*Task details:* Report all lines of the records that contain "dims".

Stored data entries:
PR #46, opened 2018-05-16
Feature/fs/gui

Fluci:
As preparation for the point cloud view. It looks very large, but that's mostly from the merge with master but take a look at your gui files and tell me if they're ok.

- Updated gui code such that it merges with master.
- Removed some memory leaks.
- Clang-formatted stuff ....


Fluci:
Need some more time to think about ownership in qt.

PR #48, opened 2018-05-17
Validation

luhug:
# A python script for validation
Caution: it has not been tested with multiple control points yet, but I see no reason why it shouldn't work.

You have to give it three arguments.
1) Where your controlPoints.csv's are (output folder of ./app/mousetrack)
2) Where your png's and param.csv's are (input folder of ./app/mousetrack)
3) The output folder for the python script

Then it will mark the control points on the corresponding pngs and save the result in the output directory.

You can also set an option in the script to get a preview of the validation images.

Also, I fixed an issue where the application would crash if there's no raw disparity map.


scripts/validation.py
```diff
@@ -0,0 +1,143 @@
...
+    return np.asarray(matrix,dtype='float64')
+
+def project_point(control_point, projection_matrix, params):
+    focallength = float(params[0])
+    ccx = float(params[2])
+    ccy = float(params[3])
+    cp_hom = np.row_stack((control_point,[[1]]))
+    p4D = np.matmul(projection_matrix , cp_hom)
+
+    p2D = np.array([p4D[0]/p4D[2]*focallength, p4D[1]/p4D[2]*focallength])
```
Fluci, line 62: This line fails, if a controlPoint at (0,0,0) is passed. Maybe ignore them further up? Or should a clean controlPoints.csv never contain a point at (0,0,0)? since the value doesn't make sense, I use it as a placeholder to show, this point should be ignored. We might need to adjust the main exectuable.

Fluci (approved):
Little issue with line 62, otherwise looks good.

itko (approved):

PR #51, opened 2018-05-28
Feature/fs/hog

Fluci:


app/pipeline_writer.cpp
```diff
@@ -77,14 +95,159 @@ void PipelineWriter::newFrameWindow(FrameNumber f,
...
+    fs::create_directory(base);
+  }
+  Eigen::MatrixXd params(window->frames().size(), 4);
+  size_t maxLabelCount = 6;
+  for (StreamNumber s = 0; (size_t)s < window->frames().size(); ++s) {
+    maxLabelCount = std::max(maxLabelCount, window->frames()[s].labels.size());
+  }
+  auto colors = nColors(maxLabelCount);
+  // fix the first 6 ones so we can decode them
+  colors[0] = std::vector<double>{255, 0, 0};
```
Fluci: don't like hard-coding

app/pipeline_writer.cpp
```diff
@@ -77,14 +95,159 @@ void PipelineWriter::newFrameWindow(FrameNumber f,
...
+    // clang-format on
+    const Frame &frame = window->frames()[s];
+
+    writePng(frame.referencePicture, ref.string());
+    writePng(frame.rawDisparityMap, dispRaw.string());
+    writePng(frame.normalizedDisparityMap, dispNorm.string());
+
+    for (size_t l = 0; l < frame.labels.size(); ++l) {
+      const auto &label = frame.labels[l];
+      fs::path labelP =
```
Fluci: formatting

app/pipeline_writer.cpp
```diff
@@ -77,14 +95,159 @@ void PipelineWriter::newFrameWindow(FrameNumber f,
...
+              l);
+      writePng(label, labelP.string());
+    }
+    // write max-label image
+    if (!frame.labels.empty()) {
+      int rows = frame.labels[0].rows();
+      int cols = frame.labels[0].cols();
+
+      // ignore background
+      std::set<size_t> ignore{5};
```
Fluci: Remove hard-coding

app/pipeline_writer.cpp
```diff
@@ -77,14 +95,159 @@ void PipelineWriter::newFrameWindow(FrameNumber f,
...
+              maxL = l;
+            }
+          }
+          allLabels.at<cv::Vec3d>(y, x)[0] = colors[maxL][0];
+          allLabels.at<cv::Vec3d>(y, x)[1] = colors[maxL][1];
+          allLabels.at<cv::Vec3d>(y, x)[2] = colors[maxL][2];
+        }
+      }
+      fs::path allPath =
+          base /
```
Fluci: formatting

app/pipeline_writer.cpp
```diff
@@ -77,14 +95,159 @@ void PipelineWriter::newFrameWindow(FrameNumber f,
   write_csv(paramsPath.string(), paramsVec);
 }
 
+void PipelineWriter::newFilteredFrameWindow(
+    FrameNumber f, std::shared_ptr<const FrameWindow> window) {
+  if (!writeFilteredFrameWindow) {
```
Fluci: Flags to turn on/off sections would be nice

lib/classifier/knn.cpp
```diff
@@ -0,0 +1,52 @@
...
+  auto max = _X_train.colwise().maxCoeff();
+  Eigen::VectorXd size = max - min;
+  double maxR = size.norm();
+  // heuristic
+  double cellWidth = size.minCoeff() / 5;
+  int dims = X_train.cols();
+  // don't use Uniform grid, it uses memory proportional to 2^dimensions
+  //_oracle = std::make_unique<UniformGrid<double, -1>>(maxR, cellWidth, dims);
+  //_oracle = std::make_unique<BruteForce<double, -1>>();
+  _oracle = std::make_unique<Flann<double, -1>>();
```
Fluci: Use factory

lib/classifier/knn.cpp
```diff
@@ -0,0 +1,52 @@
...
+Eigen::MatrixXd KnnClassifier::predict(const Mat &X_test) const {
+  Eigen::MatrixXd result;
+  result.setZero(_highestLabel + 1, X_test.cols());
+  for (int i = 0; i < X_test.cols(); ++i) {
+    auto closest = _oracle->find_closest(X_test.col(i), _k);
+    for (auto c : closest) {
+      int l = _y_train[c];
+      result(l, i) += 1;
+    }
+    result.col(i) /= (result.col(i).sum() + 0.000001);
```
Fluci: figure out convention: should it be normalized? or is this responsibility of the client?

lib/classifier/knn.h
```diff
@@ -0,0 +1,35 @@
...
+  int k() const;
+  void k(int newK);
+
+private:
+  std::unique_ptr<Oracle> _oracle;
+  Mat _X_train;
+  Vec _y_train;
+
+  // number of nearest neighbors to consider
+  int _k = 3;
```
Fluci: set k higher by default? 9, 11?

lib/frame_window_filtering/background_subtraction.cpp
```diff
@@ -63,21 +63,13 @@ FrameWindow BackgroundSubtraction::operator()(const FrameWindow &window) const {
     // spots, i.e. no mouse => set mask to zeros
     if (thresh_otsu < _threshold * 255) {
       mask.setZero();
```
Fluci, line 65: Does `setZero` need arguments??

lib/frame_window_filtering/hog_labeling.cpp
```diff
@@ -0,0 +1,152 @@
...
+  // vectors
+  cv::HOGDescriptor hog(windowSize, blockSize, blockStride, cellSize, _nbins);
+
+  // compute settings
+  cv::Size windowStride;
+  cv::Size padding;
+
+  // build locations for sliding window
+  const auto &first = result.frames()[0];
+  std::vector<cv::Point> locations = slidingWindows(
```
Fluci, line 75: refactor such that an other strategy could easily be used (wrap in HogCandidateDetector object or so)

lib/frame_window_filtering/hog_labeling.cpp
```diff
@@ -0,0 +1,152 @@
...
+          // distribute labels
+          for (int l = 0; l < _numLabels; ++l) {
+            frame.labels[l](y, x) += labels(l, w);
+          }
+        }
+      }
+    }
+    // normalize label weights
+    // make sure the highest value is 1 and the lowest value is 0
+    bool normalizePeaks = true;
```
Fluci: Things are very messy down here, think again about them

lib/frame_window_filtering/hog_labeling.cpp
```diff
@@ -0,0 +1,152 @@
...
+
+  // hog settings
+  cv::Size windowSize(_windowWidth, _windowHeight);
+  cv::Size blockSize(_blockWidth, _blockHeight);
+  cv::Size blockStride(_blockStrideWidth, _blockStrideHeight);
+  cv::Size cellSize(_cellWidth, _cellHeight);
+
+  // create hog descriptor: it is able to tansform images patches to feature
+  // vectors
+  cv::HOGDescriptor hog(windowSize, blockSize, blockStride, cellSize, _nbins);
```
Fluci, line 67: Worth to create this object once and make it modifieable from the outside?

lib/frame_window_filtering/strict_labeling.cpp
```diff
@@ -0,0 +1,53 @@
...
+#include "strict_labeling.h"
+
+#include <set>
+
+namespace MouseTrack {
+
+FrameWindow StrictLabeling::operator()(const FrameWindow &window) const {
+  FrameWindow w = window;
+  // ignore labels?
+  std::set<size_t> ignore;
```
Fluci: move to be member

lib/generic/point_cloud.cpp
```diff
@@ -32,33 +33,60 @@ const PointCloud::ConstantPoint PointCloud::operator[](size_t i) const {
   return PointCloud::ConstantPoint(*this, i);
 }
 
-const Eigen::Vector3d PointCloud::min() const {
-  double minX = std::numeric_limits<double>::max();
-  double minY = std::numeric_limits<double>::max();
-  double minZ = std::numeric_limits<double>::max();
+int PointCloud::labelsDim() const {
+  // temporary approximation
+  return _labels.empty() ? 0 : _labels[0].size();
```
Fluci: a bit messy, any way to store this as a member?

lib/generic/point_cloud.h
```diff
@@ -84,8 +92,25 @@ class PointCloud {
     /// Read access to color intensity.
     ColorChannel intensity() const;
 
-    /// Convert to dx1 Eigen Matrix
-    Eigen::VectorXd eigenVec() const;
+    /// Copies labels
+    ///
+    /// 0: This point does not hold this label (non existing entries are to
```
Fluci: set to zero?

lib/generic/write_point_cloud.cpp
```diff
@@ -32,4 +32,20 @@ void write_point_cloud(const std::string &path, const PointCloud &cloud) {
   out.close();
 }
 
+void write_point_cloud_metrics(const std::string &path,
+                               const PointCloud &cloud) {
+  Eigen::VectorXd posCog;
+  posCog.setZero(3, 1);
+  for (int i = 0; i < cloud.size(); ++i) {
```
Fluci: add to point cloud as method?

lib/registration/disparity_registration_cpu_optimized.cpp
```diff
@@ -37,7 +37,8 @@ operator()(const FrameWindow &window) const {
 
   // collect data in "frame" vectors
   std::vector<Mat> framePoints(frames.size());
-  std::vector<std::vector<double>> frameIntensities(frames.size());
+  // point intdex to (x,y) coordinate
```
Fluci: typo

lib/classifier/knn.cpp
Fluci: Comparison: sci-kit uses a `predict` and `predict_prob`. Though, `predict_prob` might not be defined for an estimator (for example the svm classifier). In our case, we are only interested in "predict_prob". Fortunately, there is a very simple conversion from `predict` to `predict_prob` and back:

`predict`-> `predict_prob`: set all probabilities to zero except for the labeled predicted, which is set to zero.

`predict_prob` -> `predict`: pick label with largest probability

Using both methods in the interface seems like the most flexible solution.

lib/frame_window_filtering/background_subtraction.cpp
Fluci: No, the source code has a template without arguments setting the entire expression to zero. No change needed.

lib/frame_window_filtering/hog_labeling.cpp
Fluci: Probably not that straight forward yet? What if pyramids are used? What if a detector works by actually computing HOG's? Just leave it this way for the moment.

lib/frame_window_filtering/hog_labeling.cpp
Fluci: peak normalization is demonstrably worth it. I'll leave accross label normalization for the moment with an member option

lib/frame_window_filtering/hog_labeling.cpp
Fluci: This would definitely clean up as less variables would be floating around, but it would also expose openCV (and hence the implementation) to the interface, which might not be desirable

PR #52, opened 2018-05-29
Feature/fs/hog

Fluci:
All changes that I had to rush in during the last 1-2 weeks plus some refactoring.

### DIFF
--- a/app/pipeline_factory.cpp
+++ b/app/pipeline_factory.cpp
@@ -10,6 +10,7 @@
 #include "frame_window_filtering/disparity_gaussian_blur.h"
 #include "frame_window_filtering/disparity_median.h"
 #include "frame_window_filtering/disparity_morphology.h"
+#include "frame_window_filtering/hog_labeling.h"
 
 #include "matching/nearest_neighbour.h"
 
@@ -358,6 +359,10 @@ PipelineFactory::getWindowFiltering(const std::string &target,
     FrameWindow cageWindow = (*reader)(desiredFrame);
     auto ptr = std::make_unique<BackgroundSubtraction>();
     ptr->cage_frame(cageWindow);
+    return ptr;
+  }
+  if (target == "hog-labeling") {
+    auto ptr = std::make_unique<HogLabeling>();
     return ptr;
   }
   if (target == "none") {
--- a/app/pipeline_factory.cpp
+++ b/app/pipeline_factory.cpp
@@ -515,6 +515,7 @@ PipelineFactory::getClustering(const op::variables_map &options) const {
     return ptr;
   }
   if (target == "label-clustering") {
+    BOOST_LOG_TRIVIAL(debug) << "Creating labelClustering";
     return std::make_unique<LabelClustering>();
   }
 
--- a/app/pipeline_factory.cpp
+++ b/app/pipeline_factory.cpp
@@ -14,6 +14,7 @@
 #include "frame_window_filtering/disparity_median.h"
 #include "frame_window_filtering/disparity_morphology.h"
 #include "frame_window_filtering/hog_labeling.h"
+#include "frame_window_filtering/strict_labeling.h"
 
 #include "matching/nearest_neighbour.h"
 
@@ -364,6 +365,9 @@ PipelineFactory::getWindowFiltering(const std::string &target,
     auto ptr = std::make_unique<BackgroundSubtraction>();
     ptr->cage_frame(cageWindow);
     return ptr;
+  }
+  if (target == "strict-labeling") {
+    return std::make_unique<StrictLabeling>();
   }
   if (target == "hog-labeling") {
     if (options.count("hog-labeling-train") == 0) {
--- a/app/pipeline_factory.cpp
+++ b/app/pipeline_factory.cpp
@@ -28,6 +28,7 @@
 #include "point_cloud_filtering/subsample.h"
 
 #include "clustering/kmeans.h"
+#include "clustering/label_clustering.h"
 #include "clustering/mean_shift.h"
 #include "clustering/mean_shift_cpu_optimized.h"
 #include "clustering/single_cluster.h"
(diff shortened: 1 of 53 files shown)


app/pipeline_writer.cpp
```diff
@@ -77,14 +104,158 @@ void PipelineWriter::newFrameWindow(FrameNumber f,
...
+  for (StreamNumber s = 0; (size_t)s < window->frames().size(); ++s) {
+    maxLabelCount = std::max(maxLabelCount, window->frames()[s].labels.size());
+  }
+  auto colors = nColors(maxLabelCount);
+  // write max-label image
+  for (StreamNumber s = 0; (size_t)s < window->frames().size(); ++s) {
+    const Frame &frame = window->frames()[s];
+    int rows = frame.labels[0].rows();
+    int cols = frame.labels[0].cols();
+    // ignore background
```
Fluci, line 167: old comment

app/pipeline_factory.cpp
```diff
@@ -360,6 +366,55 @@ PipelineFactory::getWindowFiltering(const std::string &target,
...
     return ptr;
   }
+  if (target == "strict-labeling") {
+    return std::make_unique<StrictLabeling>();
+  }
+  if (target == "hog-labeling") {
+    if (options.count("hog-labeling-train") == 0) {
+      BOOST_LOG_TRIVIAL(info) << "HOG labeling needs training data, please "
+                                 "provide a path via "
+                                 "--hog-labeling-train=<path>";
```
luhug, line 376: Does this work like this, or does it need << operators in between?

luhug (approved):
Very good work Felice, thank you!
I've read through it fairly quickly and I didn't spot any errors.. I don't 100% understand everything, I would like to of course, but I have more important things to spend my time on right now.. As long as it compiles and the tests pass I'm happy.

examples/aggressive_gauss.sh
```diff
@@ -0,0 +1,35 @@
+#!/bin/bash
```
itko, line 1: Interesting approach to use these scripts. Is this for Tilo  or for us?

If it's for Tilo, it's not obvious exactly what each script is for. Aggressive Gauss vs. Baseline Benchmark, etc.

That being said, I'm not sure these examples will serve much purpose for Tilo  anyway, so perhaps a simple statement in the README that mentions their existence is good enough.

lib/frame_window_filtering/hog_labeling.h
```diff
@@ -0,0 +1,54 @@
...
+
+#include "frame_window_filtering.h"
+
+#include "classifier/classifier.h"
+
+#include <memory>
+
+namespace MouseTrack {
+
+class HogLabeling : public FrameWindowFiltering {
```
itko: Would you really consider this a filtering operation?

lib/frame_window_filtering/hog_labeling.h
```diff
@@ -0,0 +1,54 @@
...
+  void train(const Mat &X_train, const Vec &y_train);
+  virtual FrameWindow operator()(const FrameWindow &window) const;
+
+private:
+  std::unique_ptr<Classifier> _classifier;
+  // highest label + 1: we need to know, how many labels there are
+  int _numLabels;
+
+  /// width of the sliding window
+  int _windowWidth = 64;
```
itko: Shouldn't we be able to set all these parameters? For example, 64 is quite an arbitrary value we chose

itko (changes requested):
I think we need quite a bit more comments if we hope for someone to be able to improve this in the future

That being said, this is lower priority right now, so I think you should merge anyway

app/pipeline_factory.cpp
Fluci: Weird C syntax, this actually works. (I don't like the style either, but clang-format "enforces" it.)

examples/aggressive_gauss.sh
Fluci: Agreed, I'll add comments in the readme and in each script to make clear what they do.

lib/frame_window_filtering/hog_labeling.h
Fluci: Yes. "Filtering" is probably a bad term, I think of it as an operation that takes a frameWindow and returns a modified copy. As always, open for a better terminology.

lib/frame_window_filtering/hog_labeling.h
Fluci: Agreed, but I'm not sure what/how to expose them.
I'm a bit afraid of just exposing everything, as I have no idea for constraints between parameters (example: does window width need to be a multiple of cell width?).

I think, for a first iteration, I'll add the "necessary" parameters like "windowWidth/Heigh" and "stepSize" such that we can play around with them.

itko (approved):

lib/frame_window_filtering/hog_labeling.cpp
```diff
@@ -30,6 +30,34 @@ std::vector<cv::Point> slidingWindows(int imgWidth, int imgHeight, int stepSize,
   return result;
 } // namespace MouseTrack
 
+
+int HogLabeling::slidingWindowWidth() const {
```
itko: Thanks for updating these, but what about block size/stride? I would suggest either parameterizing them or at least defining them based on the window parameters.

Also, setters/getters are good, but why not just initialize everything in the constructor? Would these parameters be modified dynamically?

itko (changes requested):
After addressing the comment (if you agree with it) please just merge. No need to wait.

lib/frame_window_filtering/hog_labeling.cpp
Fluci: As I understand it, the patch from which we extract the hog feature vector always has the same size as the sliding window? Or do you mean the cells of a patch? Until now, patchSize=slidingWindowSize and stride were the only values we've been tweaking, if it shows useful to change other things, I'll add accessors later.

Setter/Getter vs. Constructor: 

Probably mostly a design choice, I've never been taught anything official about this. The constructor has the responsibility to create a valid object. This implies, that all information needed to create a valid object, has to be passed to the constructor. 
One design rule I try to follow, is to always put "reasonable" default values if available. Hence when there's a good default value, I don't see a point in putting it in the constructor and instead make it available as property one can change.

As always, I think there are two sides: It is probably slightly more efficient to pass stuff to the constructor as you only have to write the value once. On the other hand side I think it is more important to have a flexible and robust design. Experience taught me, that complicated constructors can be very annoying, for example when you write a factory for the class.
As this module's constructor is, by design, called "rarely", I prefer robust design over efficiency.

PR #53, opened 2018-06-04
Feature/fs/spatial refac

Fluci:
As announced, I've refactored the SpatialOracle interface: Instead of taking a single point, it now takes a batch of query points. This allows us to use FLANN's parallelization feature (implemented) and further optimizations for other objects are possible (Sorting points into cells and then only querying the cells could give a fairly descent speed up for the UniformGrid, but that's not implemented yet). 

Since it's an interface change, it touches quite some files.


itko (approved):
Quickly looked over. Approved.

luhug (approved):

PR #55, opened 2018-06-12
Background subtraction dynamic thresholding

luhug:
Changed the background-subtraction-threshold parameter such that it works like in itto's python notebook. This also includes a newer version of the validation script because I needed it for verification.


Fluci (approved):

lib/frame_window_filtering/background_subtraction.h
```diff
@@ -25,7 +25,7 @@ class BackgroundSubtraction : public FrameWindowFiltering {
 
 private:
   FrameWindow _cage_frame = FrameWindow();
-  double _threshold = 0.01;
+  double _threshold = 1;
```
itko: Would change name to something more descriptive. It's not a threshold it's a factor multiplied by the threshold. "_factor" or something makes more sense.

itko (changes requested):

PR #256, opened 2015-11-18
updates to prod_user for local dev purposes

batemapf:
updated `username:` attribute so local dev is automatically a superuser and can access admin panel


batemapf:
@geramirez we worked on this together earlier today.  if good to merge, go for it!

PR #274, opened 2015-12-18
Closes #236:  Update README with missing setup step

### LINKED ISSUE #236: Admin Interface username/password?
Hi, I am wondering how I can access the admin interface? It asks for a username/password but the README doesn't mention one. I followed [these](http://www.djangobook.com/en/2.0/chapter06.html) standard directions on how to create an Django "superuser" account, however when I enter the account credentials in the admin page, it does not accept it. (I checked to make sure I typed the password in correctly) What am I doing wrong?

ccostino:
This changeset addresses a missing step in the README when setting up Tock locally.  The fixture data for a user and for the projects needs to be loaded in order to access the admin site and see any project information.

### DIFF
--- a/README.md
+++ b/README.md
@@ -32,6 +32,7 @@ This will provision an entire setup for you pretty quickly (see `provision/dev/b
 $ vagrant ssh
 $ cd /vagrant/tock
 $ pyenv activate tock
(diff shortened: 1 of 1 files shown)


ccostino:
cc: @batemapf

Issue #250, opened 2015-11-05
Add notes field to hours


cmc333333:
Sometimes the categories in Tock aren't fine grained enough. It'd be handy to have a separate notes field to document a bit more thoroughly. I would _not_ expect this to be per pay period, instead per line entry within a pay period.

Example usage:
* 6 hrs on talent, "4 hours of prep, 2 of actual interviews"
* 20 hrs on projectA, "Mostly usability studies, and demos"

To be clear, I'd expect this to be an optional field

ccostino:
This is actually addressed with #267; note (ha!) that I added support to enable this for any time entry, not just `General` time entries. :-)

PR #277, opened 2015-12-21
Closes #267:  Add support for entry notes (snippets)

### LINKED ISSUE #267: add in description for `general` time`
is the ability to add notes to a line item in Tock a desirable feature? I always wish that I could add in notes about where specifically I spent my time in each category, particularly in General.

cc @theresaanna

ccostino:
This changeset introduces the ability to add notes to a time entry. These notes can be optional or required and applied to any project. In order to enable them, go into the Django admin and find a Project that you would like to enable notes on. In the admin form you will now see to additional checkboxes to enable the display of a notes field, and wether or not it is required with time entry.

A new dependency was added to the project to support this enhancement, called bleach (https://bleach.readthedocs.org/). This was added per the Django documentation note on using the `striptags` template filter: https://docs.djangoproject.com/en/1.9/ref/templates/builtins/#striptags

A couple of tests have been added and a couple of others have been updated to support this new enhancement.  In addition, the API output has been updated to also include any notes entered by users and several Django admin features have been enabled to make it easier to work in.


ccostino:
cc @batemapf and @kaitlin

ccostino:
There's still a bug with adding multiple line items to a time card that includes notes fields, so I'll be taking a look and fixing.

ccostino:
Issue should be fixed!  Any previous value entered in the notes field of the line item being cloned was not being cleared.

ccostino:
This PR would also address #250.

PR #281, opened 2015-12-28
Update inefficient queries.

jmcarp:
Use `select_related` and `prefetch_related` as appropriate to avoid n+1
queries in a handful of views. Use the `nplusone` query profiler in test
mode to detect similar inefficient queries in the future.

Note: I'm the maintainer of `nplusone`--would be interested in any feedback folks might have about the library, bug reports, etc.

Further reading: http://use-the-index-luke.com/sql/join/nested-loops-join-n1-problem


ccostino:
Big +1 on this.  /cc @batemapf

Thanks for sharing `nplusone` too, @jmcarp, that is awesome!  It would have been extraordinarily helpful for a Django app I was working on several years ago.  I will be sure to keep it in mind for the future, especially if I find myself doing report generation across several models again. :-)

jmcarp:
I saw that a few minor merge conflicts came up after I submitted this--they're resolved now.
cc @ccostino @batemapf

requirements-dev.txt
```diff
@@ -1,6 +1 @@
-django-debug-toolbar
-django-webtest
-factory-boy
-coverage
-ipython
-ipdb
```
ccostino: I'm not opposed to leaving IPython and ipdb out of the dev dependencies (though I find them helpful!), I'm just curious if you had a specific reason for omitting them.

tock/hours/forms.py
```diff
@@ -136,7 +137,7 @@ def clean_project(self):
         return data
 
     def clean(self):
-        cleaned_data = super(TimecardObjectForm, self).clean()
+        super(TimecardObjectForm, self).clean()
```
ccostino: D'oh!  Should've caught that with my previous PR, thanks!

ccostino:
Awesome, thank you @jmcarp!  I just took a look and everything appears fine to me, just a couple of notes.  @batemapf, this would be great to have in place!

PR #294, opened 2016-01-15
add description to project list

batemapf:
adds a description to the /projects/ page, along side the name and ID of the project  cc @lanebecker


ccostino:
Thanks @batemapf!

PR #298, opened 2016-01-22
Clarify Tock Projects == Billable

thecapacity:
It seemed from the slack discussion project == billable, so I thought
it worth making explicit and obvious.

### DIFF
--- a/tock/tock/templates/projects/project_detail.html
+++ b/tock/tock/templates/projects/project_detail.html
@@ -2,7 +2,7 @@
 {% load project_tags %}
 
 {% block content %}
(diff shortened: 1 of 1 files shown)


thecapacity:
@batemapf - I have no idea if I did this correctly...

batemapf:
the projects in the tock list are both billable and non billable. if you think users would like to to filter by billable / non-billable, or have some other indication, please file an issue to this effect. as a head's up, we used to have a column on this page that had a yes/no regarding billability for each project.  we removed it last year to reduce the focus on the billable vs. nonbillable.

going to close this PR for now.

*Result of this task:*
+  int dims = X_train.cols();
+  //_oracle = std::make_unique<UniformGrid<double, -1>>(maxR, cellWidth, dims);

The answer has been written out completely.